# 4-Rail Track????



## Reckers (Oct 11, 2009)

Something on ebay I've never heard of....American Flyer 4-rail track. Anyone ever run across this?

http://cgi.ebay.com/American-Flyer-...ewItem&pt=Model_RR_Trains&hash=item335d0c4e18


----------



## bradimous1 (Mar 3, 2010)

could it be the same as 3 rail and the bottom rail is only used to make the connection stronger or even running wires in it










notice the 4th rail isn't as high as the rest of them


----------



## tjcruiser (Jan 10, 2010)

Reck,

Postwar Lionel cars had electric "remote control" magnetic solenoid couplers that could be operated via a voltage sent though additional rails:

"Post-war also saw the introduction of electric couplers. The early version, immediately post-war, was operated by two extra rails either side of the middle rail. Each truck is in contact with these rails using contact shoes, and when a switch is thrown the power operates a solenoid in the coupler. The later type involved an inductive coil in the middle of the third rail reacting with a corresponding coil in the truck to provide electricity to the coupling. This was better than the first version since there were no contact shoes to get snagged with switch points."

Maybe your AF stuff is something of a similar design?

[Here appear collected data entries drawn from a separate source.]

PR #1463, opened 2026-04-30
remove unsupported `hardware_average` for resonator spectroscopy from docs

### LINKED ISSUE #1469: remove unsupported `hardware_average` for resonator spectroscopy
The option to do hardware average for resonator spectroscopy is not supported but the flag exist and it is still mentioned in the docs.

RoyStegeman:
The option to do hardware average for resonator spectroscopy is not supported but the flag exist and it is still mentioned in the docs. This PR removes any references to it. 

In most cases doing hardware average will be exactly what we want, possibly to the point that we don't even want to offer downloading the full list of shots as an option. Another issue will have to be opened, either about replacing SINGLESHOT with CYCLIC, or at least one that adds the option for CYCLIC and that should be the default. Personally I vote for dropping SINGLESHOT, but what do you think?


alecandido (approved):

alecandido:
> Personally I vote for dropping SINGLESHOT, but what do you think?

I would also agree to remove the `SINGLESHOT` option for this protocol. It's pretty much useless and expensive, it would only be there to deceive the user...

scarrazza (approved):

scarrazza:
> > Personally I vote for dropping SINGLESHOT, but what do you think?
> 
> I would also agree to remove the `SINGLESHOT` option for this protocol. It's pretty much useless and expensive, it would only be there to deceive the user...

me too

PR #1466, opened 2026-04-30
allow to manually select center of resonator freq and bias spectroscopy

RoyStegeman:
While for re-calibration it makes sense to take the default value from the calibration.json. It should also be possible to define the sweeping window without modifying the calibration.json. 

I'm not sure if this is the way I want to solve it, so therefore this PR Is a draft.


alecandido:
Would you consider starting implementing this, #1300, just for this protocol?

If you do not agree on the proposed interface, we can discuss about it.

RoyStegeman:
Closed in favor of #1595

Issue #1464, opened 2026-04-30
Error in estimating qubit coupling from Ramsey ZZ experiment


lballerio:
In the Ramsey ZZ experiment we first determine the ZZ interaction term of the qubit pair by measuring the difference in the signal frequencies, then we can exploit this equation:

$$
\zeta \approx 2g^2\Big(\frac{1}{\Delta - \eta_2} - \frac{1}{\Delta + \eta_1}\Big)
$$

where $\eta_i$ is the anharmonicity of the i-th qubit and $\Delta = \omega_1 - \omega_2$.

> [!NOTE]
> Since ZZ coupling is symmetric, we see that the aforementioned equation is symmetric to $1\longleftrightarrow 2$ exchange.

However in Qibocal $|\Delta|$ is used, which then breaks this symmetry.

PR #1467, opened 2026-04-30
Fixing Ramsey ZZ coupling strength estimation

lballerio:
Linked to isse #1464.

We see that in the simulated-qpu167 if we perform RamseyZZ on a single pair for both control-target combinations, the previous version computes an asymmetric ocupling strength g and also a signal-insensitive zz:

http://login.qrccluster.com:9000/9d2iORfMSDqkDzJUmP5x9g==

with the fixed routine we find the correct strength in both cases:
http://login.qrccluster.com:9000/lnFIyU95QBWfXeRPve1XYw==

also tested on real hardware, namely qpu168, we find decent agreement between the two cases:
http://login.qrccluster.com:9000/DhL2MZlZR2ydWs18lCttXg==
repeated with different detuning:
http://login.qrccluster.com:9000/dmS4kqB0RViiDqe3rljzew==


src/qibocal/protocols/ramsey/ramsey_zz.py
```diff
@@ -23,21 +21,59 @@
 
 __all__ = ["ramsey_zz"]
 
+EPS = 1  # Hz
+
+
+class AnharmError(Exception):
```
alecandido:
```suggestion
class AnharmonicityError(Exception):
```

Since this could get raised, and thus flow outside this file, better to give it an explicit name.

In Qibocal we are not yet paying attention to this, but uncaught exceptions are part of the public interface of the package.

src/qibocal/protocols/ramsey/zz_coupling.py
```diff
@@ -23,21 +21,59 @@
 
 __all__ = ["ramsey_zz"]
 
+EPS = 1  # Hz
```
alecandido, line 40: Add docstring

src/qibocal/protocols/ramsey/ramsey_zz.py
```diff
@@ -78,23 +114,31 @@ def _acquisition(
...
+            qubit: platform.calibration.single_qubits[qubit].qubit.anharmonicity
+            for qubit in targets
+        }
+        spectator_anharmonicity = platform.calibration.single_qubits[
+            params.spectator_qubit
+        ].qubit.anharmonicity
+    except KeyError:
+        raise AnharmError(
+            "One or more anharmonicities are not calibrated yet, calibrate e-f transition for all qubits."
+        )
```
alecandido: I would raise this during the fitting, rather than in here. You can still acquire data even without the anharmonicities calibrated.

The only reason why you see them here is that in the fitting function there is no access to the `Platform` object, so the values are set into the data object to pass down to it.
Not a great design, but I would not change it here.

My advice is to just set the `..._anharmocit*` variables to `None`, if the `KeyError` is caught. Then, you could raise during the fit, or just skip it. And possibly, still plot the raw data

lballerio: I agree about the `Platform` comment, is not the best but ok, neither the worst, and I guess it is actually part of the reason why I put that `try-except` here. Also I thought there was no point in even starting the experiment without having all the necessary parameters already calibrated, which I think is also not super bad.

alecandido: The only parameters required are those for the acquisition.

Indeed, if we are missing parameters which are then required for the extraction of the relevant physical quantities is not the best. But at the same time is not a good reason to just fail

lballerio: ok.
Not super convinced about that but I'll stay with you idea.
Maybe the only 'benefit' is that still you have the data but fit fails, then you calibrate e-f transitions (then also anharmonicities) and after that you go back to fit.

alecandido: > Not super convinced about that but I'll stay with you idea.

No need, counterarguments are good: we need to converge out of many different needs. You may have something in mind which I'm overlooking

> Maybe the only 'benefit' is that still you have the data but fit fails, then you calibrate e-f transitions (then also anharmonicities) and after that you go back to fit.

You should be able to measure a ZZ even without the anharmonicities, since they are just a difference in the measured frequencies (no further post-processing).
The only missing bit would be the coupling strength, which is the reason why anharmonicities are requested.

Isn't it?

src/qibocal/protocols/ramsey/acquisition.py
```diff
@@ -97,57 +97,84 @@ def waits(self) -> npt.NDArray:
...
-                f"Cannot run Ramsey experiment on qubit {target_qubit} if it is already in Ramsey sequence."
-            )
-            natives = platform.natives.single_qubit[target_qubit]
-            sequence += natives.RX()
+        full_sequence += qubit_seq
+        full_ro_sequence += qubit_ro_seq
+        full_delays += qubit_delays
 
-    return sequence, delays + flux_pulses
+    return full_sequence, full_ro_sequence, full_delays
```
alecandido, line 176: I may be missing something, but you are now returning the readout sequence separately, but never using it separately.

Why not returning just `full_sequence + full_ro_sequence, full_delays`?

src/qibocal/protocols/ramsey/acquisition.py
```diff
@@ -97,57 +97,84 @@ def waits(self) -> npt.NDArray:
...
-) -> tuple[PulseSequence, list[PulseLike]]:
+) -> tuple[PulseSequence, PulseSequence, list[Pulse | Delay]]:
     """Pulse sequence used in Ramsey (detuned) experiments.
 
     The pulse sequence is the following:
 
     RX90 -- wait -- RX90 -- MZ
     """
-    delays = 2 * len(targets) * [Delay(duration=wait)]
+    delays = [Delay(duration=wait), Delay(duration=wait)]
```
alecandido: If you want them to be identical, but with different IDs, use list comprehension
```suggestion
    delays = [Delay(duration=wait) for _ in range(2)]
```

The difference is that the code for the element is essentially a function, and gets called over and over. Instead, if you do `[x()] * 2`, you first construct a one element list, and then duplicate its elements (essentially, the pointer)

src/qibocal/protocols/ramsey/acquisition.py
```diff
@@ -97,57 +97,84 @@ def waits(self) -> npt.NDArray:
...
-        if flux_pulse_amplitude is not None
-        else []
-    )
+    # TODO: move flux lines outside this function
+    if flux_pulse_amplitude is not None:
+        flux_pulse = [
+            Pulse(duration=0, amplitude=flux_pulse_amplitude, envelope=Rectangular())
+        ]
+    else:
+        flux_pulse = []
```
alecandido:
```suggestion
    flux_pulse = [
        Pulse(duration=0, amplitude=flux_pulse_amplitude, envelope=Rectangular())
    ] if flux_pulse_amplitude is not None else []
```
as usual :)

src/qibocal/protocols/ramsey/zz_coupling.py
```diff
@@ -27,103 +37,286 @@
...
+"""we add 1Hz when computing Delta frequency between the two qubit frequencies in order to avoid numerical error."""
+
+
+class AnharmonicityError(Exception):
+    def __init__(self, *args):
+        super().__init__(*args)
+
+
+def compute_coupling_strength(
```
alecandido:
```suggestion
def coupling_strength(
```
as usual

src/qibocal/protocols/ramsey/zz_coupling.py
```diff
@@ -27,103 +37,286 @@
...
+    delta_q = omega1 - omega2
+    xi = 2 g**2 (1 / (delta_q - alpha_2) - 1 / (delta_q + alpha_1))
+    where delta_q is the difference in frequency and alpha_i is the anharmonicity
+    """
+
+    if anharmonicity1 == 0 or anharmonicity2 == 0:
+        raise AnharmonicityError
+
+    # adding an eps to avoid numerical issues
+    delta_qubit_freq = omega1 - omega2 + EPS
```
alecandido: I would guess `detuning` to be the most frequent name

src/qibocal/protocols/ramsey/zz_coupling.py
```diff
@@ -27,103 +37,286 @@
...
+    denominator = 1 / (delta_qubit_freq - anharmonicity2) - 1 / (
+        delta_qubit_freq + anharmonicity1
+    )
+
+    # here we compute coupling as a frequency and do error propagation
+    return [
+        float(np.sqrt(np.abs(zz[0] / 2 / denominator))),
+        float(zz[1] / 2 / np.sqrt(2 * abs(denominator * zz[0]))),
+    ]
```
alecandido, line 78: In principle, to properly propagate the error, we should also account for the error on the frequencies.

In any case, it's not deadly relevant. And we would need a suitable scheme to pass around this information.

src/qibocal/protocols/ramsey/zz_coupling.py
```diff
@@ -27,103 +37,286 @@
...
+    spect_ro_delay = Delay(duration=ramsey_duration)
+    spect_ro_seq.append((spect_ro_ch, spect_ro_delay))
+    spect_ro_seq.append((spect_ro_ch, spect_ro_pulse))
+
+    # sweeping over spectator delay before measuring it
+    spectator_sweeper = Sweeper(
+        parameter=Parameter.duration,
+        # here we are adding to the spectator sweeper the duration of the PI/2 pulses
+        # durations for all target qubita
+        range=(ramsey_duration, fin_t + ramsey_duration - init_t, step_t),
```
alecandido: I guess the reason why it is not
```suggestion
        range=(init_t + ramsey_duration, fin_t + ramsey_duration, step_t),
```
is that `init_t` is already accounted for in `ramsey_duration`.

However, maybe it is better to subtract it there, and do something like:
```py
bare_duration = ramsey_duration - init_t
```
and then add it back. At least, you could comment it, and there would be a clear place where to fix it, in case we change convention on placeholder values.

src/qibocal/protocols/ramsey/zz_coupling.py
```diff
@@ -27,103 +37,286 @@
...
-            targets=targets,
-            target_qubit=params.target_qubit if setup == "X" else None,
+    if len(qubits_set) != len(qubits_list):
+        log.warning(
+            "In the pair list there are repeated qubits: "
+            "Parallel execution is not possible."
         )
+        parallel_execution = False
+    else:
+        parallel_execution = True
```
alecandido: I would say, just raise an error. As pointed out by @RoyStegeman some time ago, we do not need another API for sequential execution.

On top of it, we should avoid warnings as much as possible. The objective is to eliminate logging from most of Qibocal (especially protocols). An error will solve also this problem

src/qibocal/protocols/ramsey/zz_coupling.py
```diff
@@ -142,113 +335,129 @@ def _fit(data: RamseyZZData) -> RamseyZZResults:
...
+                omega1=data.qubit_freqs[target],
+                omega2=data.qubit_freqs[spectator],
+                anharmonicity1=data.anharmonicity[target],
+                anharmonicity2=data.anharmonicity[spectator],
+                zz=zz[pair],
+            )
+        except AnharmonicityError:
+            log.warning(
+                f"e-f transitions are not calibrated for qubit pair {pair}, cannot compute coupling strength"
+            )
```
alecandido: You could also avoid the warning: the coupling strength will be missing in the result, and you could explain in the docs why.

src/qibocal/protocols/ramsey/acquisition.py
lballerio: yeah I was thinking to do it but then it seemed an overshoot for a 2 items list

src/qibocal/protocols/ramsey/acquisition.py
lballerio: this is the same output layout as `single_qubit_ramsey_sequence`, which also returns `sequence` and `ro_sequence`. I think, by doing this, we are more flexible since we can append other pulses before the RO without being convoluted.

src/qibocal/protocols/ramsey/acquisition.py
lballerio: yes...actually we can also think to delete it and add only in the ramsey-flux experiment.

src/qibocal/protocols/ramsey/zz_coupling.py
lballerio: ok I see the point, does this just come from the LO and NCO specs?

src/qibocal/protocols/ramsey/zz_coupling.py
lballerio: ok

src/qibocal/protocols/ramsey/acquisition.py
alecandido: Then, I would suggest to have both functions. And, whenever you do not need the extra flexibility, you just use the wrapper one

src/qibocal/protocols/ramsey/acquisition.py
alecandido: Fine even for 2 items.

It would not matter even if it was longer, since it is more explicit about the two item being exactly equal, but not the same.
But it is even shorter ;)

src/qibocal/protocols/ramsey/zz_coupling.py
alecandido: Not really: the frequencies used in the `denominator` are those determined from the various spectroscopies. So, we have fitting errors also for those.

Hopefully, this error is small enough to be negligible.
On the frequencies themselves it certainly is. Usually, we determine multi-GHz frequencies with an error at the level of the MHz or less.
However, on detunings the error is certainly more sizable, since the differences are more of the order of tens or hundreds of MHz.

alecandido (commented):
Multiple comments of the past review are not yet addressed. And I replied to those where the conversation moved forward

src/qibocal/protocols/ramsey/acquisition.py
lballerio: ok

src/qibocal/protocols/ramsey/zz_coupling.py
lballerio: I see your point, but then we also need to propagate the frequency error in the `calibration.json` because at the time being we do not.

lballerio:
I think this PR is ready to merge, I tested on both qpu165, qpu167 and platinum and gives satisfying results. 
The only thing it is worthy to discuss about is whether (I think we should) we bring back error estimation in all RAMSEY experiments (which were removed in #1474) and chi2 and how to estimate.

src/qibocal/protocols/ramsey/processing.py
```diff
@@ -140,7 +140,7 @@ def process_fit(
     """Processing Ramsey fitting results."""
 
     delta_fitting = popt[2] / (2 * np.pi)
-    if detuning is not None:
+    if detuning is not None and detuning != 0:
```
alecandido: Most likely you want to use `isclose()` (e.g. the one from NumPy), or something like that. Exact floating point comparison is rarely desirable

alecandido (approved):
Just a minor comment. Let's merge

src/qibocal/protocols/ramsey/processing.py
lballerio: addressed in 8d48ad16e8e23a08efc7b3159dbf2b648210437a

lballerio:
rebased to main in 8e166d4015be1296b932f54772bfe067b4485f56

scarrazza (approved):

Is that O gauge or S gauge?

TJ


----------



## Boston&Maine (Dec 19, 2007)

I think it is a homemade version of what TJ pointed out :dunno:


----------



## bradimous1 (Mar 3, 2010)

tjcruiser said:


> Is that O gauge or S gauge?
> 
> TJ


its O


----------



## tjcruiser (Jan 10, 2010)

More clues ...

Re: AF circa 1937 ... I think (???) this paragraph refers to (what we now call 1:64) S-scale trains running on 3-rail O-gauge track:

"The 3/16 scale trains were designed to run on O gauge track whose curved sections had 20" radii (formed 40" circles). Importantly, the trains featured fully automatic coupling and uncoupling that were functionally comparable to Lionel's. Unlike Lionel's costly and sophisticated design (each truck contained a solenoid and electrical pickup shoe), the A.F. 'link & pin' (a.k.a. 'harpoon')couplers were gravity based."

Then, AF's post-war flip to 2-rail track ...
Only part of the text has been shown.